C'est que le soldat et le prêtre, tous deux hommes d'action et de dévouement, sont faits pour s'entendre à merveille, et, en plus d’une circonstance, le Roi témoigna de sa sympathie par quelques dons. Une fois entre autres, au premier janvier, il envoya trois cents francs avec cette suscription de sa main : aux petits drôles de Don Bosco.

On aura une idée de la somme écrasante de travail à laquelle se soumettait Don Bosco, quand on saura que, outre le temps considérable qu'il donnait à son Oratoire, il trouvait encore le moyen d'exercer son ministère dans les prisons, à l'hôpital Cottolengo, au Refuge... sans compter les malades qu'il visitait en ville.

Nulle santé n'aurait pu résister à pareil labeur. Un épuisement précoce le mit dans le plus grand péril, et il dut, sur l'ordre exprès des médecins, se retirer quelques temps à la campagne.

Il devait y prendre du repos ; mais les nombreuses visites de ses enfants, auxquels se joignirent encore des élèves des Frères, ne lui laissaient aucun répit ; et d'ailleurs, le samedi soir, il rentrait en ville pour confesser et assister aux réunions du dimanche à l'Oratoire.

Dans une de ces courses (juillet 1846), il prit froid, et bientôt se déclara une fluxion de poitrine, d'autant plus grave que ce pauvre corps était littéralement ruiné.

Le danger devint extrême ; les médecins avaient déclaré que tout espoir paraissait perdu.
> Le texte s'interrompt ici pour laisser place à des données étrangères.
PR #234, opened 2024-07-10
Handle `sd*` disk names

hamistao:
#231 is a prerequisite.
This removes the last `sd*` reference and adds tests for `sd*` name assignments with coldplugged disks.

### DIFF
--- a/tests/storage-disks-vm
+++ b/tests/storage-disks-vm
@@ -103,6 +103,11 @@ lxc exec v1 -- rm /srv/rw/lxd-test
 lxc exec v1 -- test -b /dev/disk/by-id/scsi-0QEMU_QEMU_HARDDISK_lxd_block1ro
 lxc exec v1 -- test -b /dev/disk/by-id/scsi-0QEMU_QEMU_HARDDISK_lxd_block1rw
 
+# Check /dev/sd*
+[ "$(lxc exec v1 -- readlink -f /dev/disk/by-id/scsi-0QEMU_QEMU_HARDDISK_lxd_root)" = "/dev/sda" ]
+[ "$(lxc exec v1 -- readlink -f /dev/disk/by-id/scsi-0QEMU_QEMU_HARDDISK_lxd_block1ro)" = "/dev/sdb" ]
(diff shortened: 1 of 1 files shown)


tomponline:
Ready for rebase

simondeziel (approved):
LGTM. @tomponline you wanted to make sure LXD preserved the disk ordering to match that of the config which I think this PR does.

### Not for that PR but an idea for later

I've been thinking that maybe we could have an additional test where we unplug+plug back a disk to simulate `/dev/sdc` going out and back in. This would verify it takes back its slot so to speak. Maybe that's something we should do with other devices like NICs too. WDYT?

hamistao:
@simondeziel I would say it makes sense to add these checks on this PR, at least the disk related one.

tests/storage-disks-vm
```diff
@@ -112,12 +112,13 @@ lxc config device remove v1 block1rw
 lxc config device remove v1 block1ro
 lxc config device add v1 block1 disk source="${testRoot}/allowed1/lxd-block-test" readonly=true
 # shellcheck disable=SC2016
-lxc exec v1 -- sh -c 'for i in $(seq 10); do test -e /sys/block/sdb/ro && break; echo "Waiting for sys file to appear (${i}s)"; sleep 1; done'
-[ "$(lxc exec v1 -- cat /sys/block/sdb/ro)" -eq 1 ]
+DISK_DEV="$(basename "$(lxc exec v1 -- readlink -f /dev/disk/by-id/scsi-0QEMU_QEMU_HARDDISK_lxd_block1)")"
+lxc exec v1 -- sh -c "for i in \$(seq 10); do test -e /sys/block/${DISK_DEV}/ro && break; echo \"Waiting for sys file to appear (\${i}s)\"; sleep 1; done"
```
tomponline, line 121: Why the escape character changes?

tomponline:
> This would verify it takes back its slot so to speak

Sounds good!

tests/storage-disks-vm
simondeziel: Probably needed to have `${DISK_DEV}` expanded but not the other `$`.

tomponline (approved):

tests/storage-disks-vm
hamistao: That is correct

PR #238, opened 2024-07-11
Update dir hotplug tests

hamistao:
Hotplugging directories has been allowed since canonical/lxd@fff4b19. The test was passing anyway because the command syntax was incorrect, missing the mount path argument.


tomponline (approved):
Good spot!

Une nuit, qui pouvait être la dernière, l'abbé Borel qui l'assistait lui dit :

— Don Bosco, demandez donc au bon Dieu de vous guérir.

Don Bosco refusait :

– Il faut s'abandonner à sa sainte volonté, répondait-il. .

— Mais vous ne pouvez pas laisser ainsi vos enfants ; je vous en supplie en leur nom : demandez à Dieu de vous guérir.

Alors le malade, pour être agréable à son ami, murmura :

– Oui, Seigneur, si c'est là votre bon plaisir, faites que je guérisse ! Non recuso laborem.

Le bon théologien s'écria :

— Victoire ! vous guérirez maintenant, j'en suis sûr.

Et, en effet, le lendemain matin Don Bosco était en convalescence.

On connut alors de quel amour les enfants aimaient leur père : la plupart avaient fait, pour obtenir sa guérison, des vœux si sévères que Don Bosco dut interposer son autorité pour en commuer un grand nombre, et les adoucir presque tous.

La maladie avait si maltraité le pauvre prêtre, affaibli d'ailleurs de longue date, qu'il dut forcément prendre trois mois de convalescence. Il alla les passer aux Becchi.

Mais dès que les forces furent quelque peu revenues, rien ne put retenir le père loin de ses enfants, et il rentra bien vite à son cher Valdocco.